So, Patty panicked, and a pair of nearby guards that I had previously informed her of heard. They came immediately to check out the situation. If not for my fast thinking and clear headedness, both Patty and I would be strung up outside the compound by now to ward off any other potential trespassers.

Patty had made a very simple day incredibly complex. The job had been easy: in, kill target, out. That was it. Thanks to my sister, it had been more like: in, knock out guards and tie them up, calm down sister and remind her of the Cotassium Sardide, go through air ducts, kill target, out before guards were found.

I push my fringe out of my face as I speed along the streets of London, and with every step I swear I might kill Patty if she doesn’t shut up.

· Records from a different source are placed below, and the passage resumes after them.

PR #18681, opened 2019-06-07
chore: add ability to log native deprecation warnings

codebytere:
#### Description of Change

This PR seeks to ameliorate an issue by which we're currently incapable of logging bespoke deprecation warnings in native-land, which is something that we've hit in the past and worked around by simply not logging and instead just relying on documentation deprecation to get the job done. In service to users, i'd love to ensure that we're logging warnings in all possible places.

I felt it was overkill to expose this to JS, so it's taken form as a utility that you would pass a deprecation warning to, like so:

```
atom::EmitDeprecationWarning(env, "the thing you are using has been deprecated.", "electron");|
```

which would output:
```
(electron) the thing you are using has been deprecated.
```

cc @MarshallOfSound 

#### Checklist

#### Release Notes

Notes: none

### DIFF
--- a/atom/common/deprecate_util.cc
+++ b/atom/common/deprecate_util.cc
@@ -4,58 +4,24 @@
 
 #include "atom/common/deprecate_util.h"
 
+#include "atom/common/native_mate_converters/callback.h"
+#include "base/callback.h"
+#include "native_mate/converter.h"
+#include "native_mate/dictionary.h"
+
 namespace atom {
 
-// msg/type/code arguments match Node's process.emitWarning() method. See
-// https://nodejs.org/api/process.html#process_process_emitwarning_warning_type_code_ctor
-v8::Maybe<bool> EmitDeprecationWarning(node::Environment* env,
-                                       std::string warning_msg,
-                                       std::string warning_type = "",
-                                       std::string warning_code = "") {
-  v8::HandleScope handle_scope(env->isolate());
-  v8::Context::Scope context_scope(env->context());
+void EmitDeprecationWarning(node::Environment* env,
+                            const std::string& warning_msg,
+                            const std::string& warning_type) {
+  mate::Dictionary process(env->isolate(), env->process_object());
 
-  const char* warning = warning_msg.empty() ? nullptr : warning_msg.c_str();
-  const char* type = warning_type.empty() ? nullptr : warning_type.c_str();
-  const char* code = warning_code.empty() ? nullptr : warning_code.c_str();
+  base::RepeatingCallback<void(base::StringPiece, base::StringPiece,
+                               base::StringPiece)>
+      emit_warning;
+  process.Get("emitWarning", &emit_warning);
 
-  v8::Local<v8::Object> process = env->process_object();
-  v8::Local<v8::Value> emit_warning;
-  if (!process->Get(env->context(), env->emit_warning_string())
-           .ToLocal(&emit_warning)) {
-    return v8::Nothing<bool>();
-  }
-
-  if (!emit_warning->IsFunction())
-    return v8::Just(false);
-
-  int argc = 0;
-  v8::Local<v8::Value> args[3];  // warning, type, code
-
-  if (!v8::String::NewFromUtf8(env->isolate(), warning,
-                               v8::NewStringType::kNormal)
-           .ToLocal(&args[argc++])) {
-    return v8::Nothing<bool>();
-  }
-  if (type != nullptr) {
-    if (!v8::String::NewFromUtf8(env->isolate(), type,
-                                 v8::NewStringType::kNormal)
-             .ToLocal(&args[argc++])) {
-      return v8::Nothing<bool>();
-    }
-    if (code != nullptr && !v8::String::NewFromUtf8(env->isolate(), code,
-                                                    v8::NewStringType::kNormal)
-                                .ToLocal(&args[argc++])) {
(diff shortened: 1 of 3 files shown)


atom/common/deprecate_util.cc
```diff
@@ -0,0 +1,64 @@
+// Copyright (c) 2019 GitHub, Inc.
+// Use of this source code is governed by the MIT license that can be
+// found in the LICENSE file.
+
+#include <string>
```
ckerr: _(nit)_ string is part of the public API so it's already included in the header, no need to re-include here

atom/common/deprecate_util.h
```diff
@@ -0,0 +1,21 @@
...
+#ifndef ATOM_COMMON_DEPRECATE_UTIL_H_
+#define ATOM_COMMON_DEPRECATE_UTIL_H_
+
+#include <string>
+
+#include "atom/common/node_includes.h"
+
+namespace atom {
+
+v8::Maybe<bool> EmitDeprecationWarning(node::Environment* env,
```
ckerr:
```suggestion
// msg, type, and code arguments match Node's process.emitWarning() method.
// See https://nodejs.org/api/process.html#process_process_emitwarning_warning_type_code_ctor
v8::Maybe<bool> EmitDeprecationWarning(node::Environment* env,
```

atom/common/deprecate_util.cc
```diff
@@ -0,0 +1,64 @@
...
+  int argc = 0;
+  v8::Local<v8::Value> args[3];  // warning, type, code
+
+  if (!v8::String::NewFromUtf8(env->isolate(), warning,
+                               v8::NewStringType::kNormal)
+           .ToLocal(&args[argc++])) {
+    return v8::Nothing<bool>();
+  }
+  if (type != nullptr) {
+    if (!v8::String::NewFromOneByte(env->isolate(),
```
ckerr: _(minor)_ I think this and below should be `v8::String::NewFromUtf8()` since line 35 reads the warning string is utf-8. It's odd that the first string's encoding would be utf-8 and the other two would not

atom/common/deprecate_util.cc
```diff
@@ -0,0 +1,61 @@
...
+// found in the LICENSE file.
+
+#include "atom/common/deprecate_util.h"
+
+namespace atom {
+
+// msg/type/code arguments match Node's process.emitWarning() method. See
+// https://nodejs.org/api/process.html#process_process_emitwarning_warning_type_code_ctor
+v8::Maybe<bool> EmitDeprecationWarning(node::Environment* env,
+                                       std::string warning_msg,
```
zcbenz: Should pass `const std::string&`.

It seems that this API is mostly called with string literals, if it is the case then passing `base::StringPiece` would be most efficient.

atom/common/deprecate_util.cc
```diff
@@ -0,0 +1,61 @@
...
+                                       std::string warning_type = "",
```
zcbenz: No need for default arguments.

atom/common/deprecate_util.cc
```diff
@@ -0,0 +1,61 @@
...
+
+  int argc = 0;
+  v8::Local<v8::Value> args[3];  // warning, type, code
+
+  if (!v8::String::NewFromUtf8(env->isolate(), warning,
+                               v8::NewStringType::kNormal)
+           .ToLocal(&args[argc++])) {
+    return v8::Nothing<bool>();
+  }
+  if (type != nullptr) {
```
zcbenz: Converting `std::string` to `const char*` is redundant, we can just do `!warning_type.empty()` here.

atom/common/deprecate_util.h
zcbenz: Since it is only used by C++, returning bool would make more sense.

atom/common/deprecate_util.cc
```diff
@@ -0,0 +1,61 @@
...
+  if (!process->Get(env->context(), env->emit_warning_string())
+           .ToLocal(&emit_warning)) {
+    return v8::Nothing<bool>();
+  }
+
+  if (!emit_warning->IsFunction())
+    return v8::Just(false);
+
+  int argc = 0;
+  v8::Local<v8::Value> args[3];  // warning, type, code
```
miniak: I would use `std::vector<v8::Local<v8::Value>> args;`

atom/common/deprecate_util.cc
```diff
@@ -0,0 +1,61 @@
...
+
+  if (!v8::String::NewFromUtf8(env->isolate(), warning,
```
miniak: you can use `mate::StringToV8()` instead

codebytere:
Simplified by using existing process object.

atom/common/deprecate_util.cc
```diff
@@ -0,0 +1,27 @@
...
+#include "atom/common/native_mate_converters/callback.h"
+#include "base/callback.h"
+#include "native_mate/converter.h"
+#include "native_mate/dictionary.h"
+
+namespace atom {
+
+void EmitDeprecationWarning(node::Environment* env,
+                            std::string warning_msg,
+                            std::string warning_type) {
```
zcbenz: Should be `const std::string&` or `base::StringPiece`.

miniak:
@codebytere very nice! it's even less code using all the magic that we have in electron / mate

PR #18682, opened 2019-06-07
chore: convert callbacks-registry to ts

codebytere:
#### Description of Change

Convert callbacks-registry to TypeScript.

cc @MarshallOfSound 

#### Checklist

- [x] `npm test` passes

#### Release Notes

Notes: none


lib/renderer/callbacks-registry.ts
```diff
@@ -1,16 +1,17 @@
-'use strict'
-
 const v8Util = process.electronBinding('v8_util')
 
-class CallbacksRegistry {
+export class CallbacksRegistry {
+  private nextId: number
+  private callbacks: Record<number, Function>
+
   constructor () {
```
MarshallOfSound: We can remove the constructor now we have members above.  We can initialize them there.

lib/renderer/callbacks-registry.ts
```diff
@@ -1,16 +1,17 @@
-'use strict'
-
 const v8Util = process.electronBinding('v8_util')
 
-class CallbacksRegistry {
+export class CallbacksRegistry {
+  private nextId: number
```
MarshallOfSound: i.e. 
```suggestion
  private nextId = 0
```

lib/renderer/callbacks-registry.ts
```diff
@@ -1,16 +1,17 @@
...
+  private callbacks: Record<number, Function>
```
MarshallOfSound:
```suggestion
  private callbacks: Record<number, Function> = {}
```

lib/renderer/callbacks-registry.ts
```diff
@@ -23,14 +24,14 @@ class CallbacksRegistry {
...
-    while ((match = regexp.exec(stackString)) !== null) {
+    while ((match = regexp.exec(stackString!)) !== null) {
       const location = match[1]
       if (location.includes('(native)')) continue
       if (location.includes('(<anonymous>)')) continue
       if (location.includes('electron/js2c')) continue
 
       const ref = /([^/^)]*)\)?$/gi.exec(location)
-      filenameAndLine = ref[1]
+      filenameAndLine = ref![1]
```
MarshallOfSound: I'd prefer a null check here instead of telling TS we know better, the stack trace here could be Bad somehow (user overrides `global.Error` or something idk

lib/renderer/callbacks-registry.ts
```diff
@@ -23,14 +24,14 @@ class CallbacksRegistry {
     let filenameAndLine
     let match
 
-    while ((match = regexp.exec(stackString)) !== null) {
+    while ((match = regexp.exec(stackString!)) !== null) {
```
MarshallOfSound: Can we do a falsey check above here to ensure that it isn't null, better safe than telling TS we know better.

typings/internal-ambient.d.ts
```diff
@@ -16,6 +16,7 @@ declare namespace NodeJS {
   interface V8UtilBinding {
     getHiddenValue<T>(obj: any, key: string): T;
     setHiddenValue<T>(obj: any, key: string, value: T): void;
+    deleteHiddenValue<T>(obj: any, key: string): T;
```
MarshallOfSound: `deleteHiddenValue` returns `void` --> https://github.com/electron/electron/blob/master/atom/common/api/atom_api_v8_util.cc#L82

```suggestion
    deleteHiddenValue(obj: any, key: string): void;
```

PR #18688, opened 2019-06-07
chore: convert extension apis to TypeScript

codebytere:
#### Description of Change

Converts extensions-related files to TS.

cc @MarshallOfSound 

#### Checklist

- [ ] `npm test` passes

#### Release Notes

Notes: none


lib/renderer/extensions/event.ts
```diff
@@ -1,26 +1,22 @@
...
-  removeListener (callback) {
+  removeListener (callback: Function) {
     const index = this.listeners.indexOf(callback)
     if (index !== -1) {
       this.listeners.splice(index, 1)
     }
   }
 
-  emit (...args) {
+  emit (...args: any) {
```
MarshallOfSound:
```suggestion
  emit (...args: any[]) {
```

lib/renderer/extensions/event.ts
```diff
@@ -1,26 +1,22 @@
...
     for (const listener of this.listeners) {
       listener(...args)
     }
   }
 }
 
-module.exports = Event
+export default Event
```
MarshallOfSound: Can we prefer named exports for things not in `*/api/*`.  E.g. this should be `export class Event`

lib/renderer/extensions/i18n.ts
```diff
@@ -1,59 +1,58 @@
...
+  content: string;
+  example?: string;
+}
 
-const getMessages = (extensionId) => {
+const getMessages = (extensionId: number) => {
   try {
     const data = ipcRendererUtils.invokeSync('CHROME_GET_MESSAGES', extensionId)
-    return JSON.parse(data) || {}
+    return JSON.parse(data as any) || {}
```
MarshallOfSound:
```suggestion
    return JSON.parse(data) || {}
```

lib/renderer/extensions/i18n.ts
```diff
@@ -1,59 +1,58 @@
...
+
+interface Placeholder {
+  content: string;
+  example?: string;
+}
 
-const getMessages = (extensionId) => {
+const getMessages = (extensionId: number) => {
   try {
     const data = ipcRendererUtils.invokeSync('CHROME_GET_MESSAGES', extensionId)
```
MarshallOfSound:
```suggestion
    const data = ipcRendererUtils.invokeSync<string>('CHROME_GET_MESSAGES', extensionId)
```

lib/renderer/extensions/i18n.ts
```diff
@@ -1,59 +1,58 @@
...
+const replacePlaceholders = (message: string, placeholders: Record<string, Placeholder>, substitutions: string[] | string) => {
+  if (typeof substitutions === 'string') substitutions = [substitutions]
+  if (!Array.isArray(substitutions)) substitutions = []
 
   if (placeholders) {
-    Object.keys(placeholders).forEach((name) => {
+    Object.keys(placeholders).forEach((name: string) => {
       let { content } = placeholders[name]
-      content = replaceNumberedSubstitutions(content, substitutions)
+      content = replaceNumberedSubstitutions(content, substitutions as string[])
```
MarshallOfSound: This `as string[]` shouldn't be required, it should be known at this point that `substitutions` is definitely an array.🤔 In order to prove it you may need to make a `const` redef

```js
const substitutionsArray = Array.isArray(substitutions) ? substitutions : []
```

Which is const and of type `string[]`

lib/renderer/extensions/storage.ts
```diff
@@ -1,12 +1,10 @@
-'use strict'
+import * as ipcRendererUtils from '@electron/internal/renderer/ipc-renderer-internal-utils'
 
-const ipcRendererUtils = require('@electron/internal/renderer/ipc-renderer-internal-utils')
-
-const getStorage = (storageType, extensionId, callback) => {
+const getStorage = (storageType: string, extensionId: number, callback: Function) => {
   if (typeof callback !== 'function') throw new TypeError('No callback provided')
 
   ipcRendererUtils.invoke('CHROME_STORAGE_READ', storageType, extensionId)
```
MarshallOfSound:
```suggestion
  ipcRendererUtils.invoke<string>('CHROME_STORAGE_READ', storageType, extensionId)
```

lib/renderer/extensions/storage.ts
```diff
@@ -1,12 +1,10 @@
...
-    .then(data => {
+    .then((data: any) => {
```
MarshallOfSound:
```suggestion
    .then((data) => {
```

lib/renderer/extensions/storage.ts
```diff
@@ -58,37 +56,32 @@ const getStorageManager = (storageType, extensionId) => {
...
     },
 
-    clear (callback) {
+    clear (callback: Function) {
       setStorage(storageType, extensionId, {}, callback)
     }
   }
 }
 
 module.exports = {
```
MarshallOfSound: This should become an `export const setup =`

lib/renderer/extensions/web-navigation.ts
```diff
@@ -1,18 +1,16 @@
...
 class WebNavigation {
-  constructor () {
-    this.onBeforeNavigate = new Event()
-    this.onCompleted = new Event()
+  private onBeforeNavigate = new Event()
+  private onCompleted = new Event()
 
-    ipcRendererInternal.on('CHROME_WEBNAVIGATION_ONBEFORENAVIGATE', (event, details) => {
+  constructor () {
+    ipcRendererInternal.on('CHROME_WEBNAVIGATION_ONBEFORENAVIGATE', (event: Event, details: any) => {
```
MarshallOfSound: This is gonna use the wrong `Event` so I'm surprised TS allowed it.  You shouldn't have to define the types here, TS should infer them from `electron.d.ts`
```suggestion
    ipcRendererInternal.on('CHROME_WEBNAVIGATION_ONBEFORENAVIGATE', (event, details) => {
```

MarshallOfSound: Same below

codebytere: I assumed this too but it blows up with 

```
details has implicit type 'any'
```
etc

lib/renderer/extensions/web-navigation.ts
```diff
@@ -1,23 +1,20 @@
...
+    ipcRendererInternal.on('CHROME_WEBNAVIGATION_ONCOMPLETED', (event: IpcMainEvent, details: any) => {
       this.onCompleted.emit(details)
     })
   }
 }
 
-exports.setup = () => {
-  return new WebNavigation()
-}
+exports.setup = () => new WebNavigation()
```
MarshallOfSound:
```suggestion
export const setup = () => new WebNavigation()
```

I would also question this method, seems a bit useless, why not just export the `class` 😆 (I know it was like this before but hey)

PR #18706, opened 2019-06-10
feat: migrate protocol module to NetworkService (Part 11)

zcbenz:
#### Description of Change

The `registerHttpProtocol` API can make arbitrary requests regardless of the CORS settings. To keep this behavior, we need to explicitly download data from URL and then pipe it to NetworkService, like what we did for other types of protocol types.

This PR implements the API by adding a `URLPipeLoader` class that pipes the data from URL to NetworkService, instead of creating a new loader which was essentially a redirection.

#### Checklist

- [ ] `npm test` passes

#### Release Notes

Notes: no-notes

### DIFF
--- a/spec/chromium-spec.js
+++ b/spec/chromium-spec.js
@@ -86,20 +86,6 @@ describe('chromium feature', () => {
     })
   })
 
-  describe('sending request of http protocol urls', () => {
-    it('does not crash', (done) => {
-      const server = http.createServer((req, res) => {
-        res.end()
-        server.close()
-        done()
-      })
-      server.listen(0, '127.0.0.1', () => {
-        const port = server.address().port
-        $.get(`http://127.0.0.1:${port}`)
-      })
-    })
-  })
-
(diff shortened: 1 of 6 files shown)


spec/chromium-spec.js
```diff
@@ -86,20 +86,6 @@ describe('chromium feature', () => {
     })
   })
 
-  describe('sending request of http protocol urls', () => {
```
deepak1556: why delete this test ?

deepak1556:
As a follow up , I am thinking this behavior should be made opt in, the default behavior of custom schemes should be secure, act more like `chrome-extension`. But this will be a different effort that aligns with making `file` scheme less privileged.

spec/chromium-spec.js
zcbenz: This test is essentially sending CORS requests in `file://` and the request always fails, the test passes by accident. I found it when testing http protocol code.

The thing it wants to test (that sending http request should not crash) is already covered by other tests, we don't need to keep this invalid test.

PR #18718, opened 2019-06-10
feat: add creationTime / sandboxed / integrityLevel to app.getAppMetrics()

miniak:
#### Description of Change
This is useful for checking which processes are sandboxed on OS level.

Regarding `creationTime`, since the `pid` can be reused after a process dies, it is useful to use both the `pid` and the `creationTime` to uniquely identify a process.

Required for tests in #18650

/cc @MarshallOfSound, @deepak1556

#### Checklist
- [x] `npm test` passes

#### Release Notes
Notes: Added `creationTime` / `sandboxed` / `integrityLevel` to `app.getAppMetrics()` output.

### DIFF
--- a/atom/browser/api/atom_api_app.cc
+++ b/atom/browser/api/atom_api_app.cc
@@ -70,6 +70,25 @@ namespace mate {
 
 #if defined(OS_WIN)
 template <>
+struct Converter<atom::ProcessIntegrityLevel> {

Thanks to her, we have to get out of the vicinity as fast as humanly possible. I had calculated that once we exited the compound, Patty and I would have exactly 3 minutes until the next change of guards. Once this happened, there would be many people on our tail, looking for revenge.

But, if they couldn’t find us, that wouldn’t be possible.

Plus, Patty and I needed to be alive to collect our pay check.

“Hurry up.” I urge my sister as we turn into a back alley. “We don’t have much time.” My pocket watch beeps once, the little gem encrusted in the front lighting up red for a moment. I flick it open.

05:16am.

There will be a squadron of armed men searching for us now. We can’t afford to dawdle any longer.

We have approximately nine minutes to return to base. After that, our employers go on lock-down and we are required to return home, without pay, and potential tails following us to our home and to our little brother, Teddy.

We round the corner and appear on the streets again. It’s busy, busier than usual. The Annual Rosalinda Market has been set up and little farmer’s market stools will be on the streets for another week yet.

The Annual Rosalinda Market is in honour of the Princess Rosalinda, who was born five years ago. For a long time, the Queen was believed to be infertile until, by some miracle, she became pregnant with her daughter. The people of the Kingdom of England were so overjoyed that an entire week of harmony and prosperity was set up to honour the princess, along with the Market.

It’s a nice tradition, I guess. If you like all that monarchist bull.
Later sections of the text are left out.